Posted on Thu, 19 Jan 2017 12:38:00 -08:00

Lean and Mean (or really happy but that doesn’t rhyme)

Lean and Mean (or really happy but that doesn’t rhyme)

Training is of course crucial to maximize performance.  On the straps, in the pool, skiing down the slopes, as a busy executive or at home with the kids.  It doesn’t matter - all take some type of physical training to do your best. 

Food, when coupled with training, has the ability to make everything better … or not.

Let’s focus on making it better with a few simple strategies.

Here are 5 super simple, strategies to get (or stay) lean and perform at your peak.

1.Eat Protein with Every. Single. Meal.  This one is important.  Data shows as a whole we are eating enough protein.  But enough and optimal are different.  This doesn’t mean more is better.  It means the right amount is the right amount.  That “right amount” looks like a palm size portion of protein at each meal.  For animal protein – fish, poultry, beef or others – your palm provides about 20-30 grams or protein. That’s the amount that seems to be most effective for benefits.

Of course animal protein isn’t the only source – mixing it up with variety like beans, nuts, eggs, dairy and others is wise.  Check out my recipe for Protein Oats below.


2.Eat IF You’re Hungry.  Not because You SHOULD.  I’ve fallen for this myself.  It’s breakfast or lunch time.  Time for a snack.  Don’t worry about the TIME and listen to your body.  Are you physiologically hungry?  Is your stomach growling?  Or, the easiest way is to think about this – would an apple satisfy your hunger cravings?  If not, I can assure you you’re eating for another reason outside of actual hunger.  Let your stomach growl and then satisfy that hunger with something small.

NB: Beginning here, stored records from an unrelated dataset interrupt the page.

PR #690, opened 2019-09-20
Add `useUTC` to types

eknowlton:
After some messing around with Nivo and line charts, I had a issue where I discovered the dates I was passing in were being converted to the clients timezone, even though I wasn't supplying a timezone with the date and these dates I was passing in were actually already correct. To get around this we discovered a `useUTC` option which we set to `false`. 

Although it seems like its missing from the types.

### DIFF
--- a/packages/scales/index.d.ts
+++ b/packages/scales/index.d.ts
@@ -23,6 +23,7 @@ declare module '@nivo/scales' {
         type: 'time'
         format?: string
         precision?: 'millisecond' | 'second' | 'minute' | 'hour' | 'month' | 'year' | 'day'
+        useUTC: boolean
     }
 
     export interface LogScale {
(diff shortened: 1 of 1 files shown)


packages/scales/index.d.ts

3.Don’t Obsess Over Food where You Only Walk Around with Tupperware and Pre Portioned Meals. This one may surprise you, but I’d rather you eat apple pie with a friend than a salad alone.  Why is this?  Food has curative powers behind the nutrients it provides.  Connect with people over food – that connectivity and social benefit to eating with or around friends will certainly maximize you preference. 

4.Plan ahead.  This is not related to specific foods, per se, but rather a strategy to make sure smart choices are always available.  Keep non perishable foods/snacks around – the office and car.  Pistachios are a personal favorite.  Calorie for calorie, you get more pistachios than any other serving of nuts.  They also have the added benefit of being in the shell; the process of having to crack open that shell will slow you down, meaning you eat less.  And when you eat less, you get leaner.  Nuts also pack some fiber and protein, to help keep you fuller, longer.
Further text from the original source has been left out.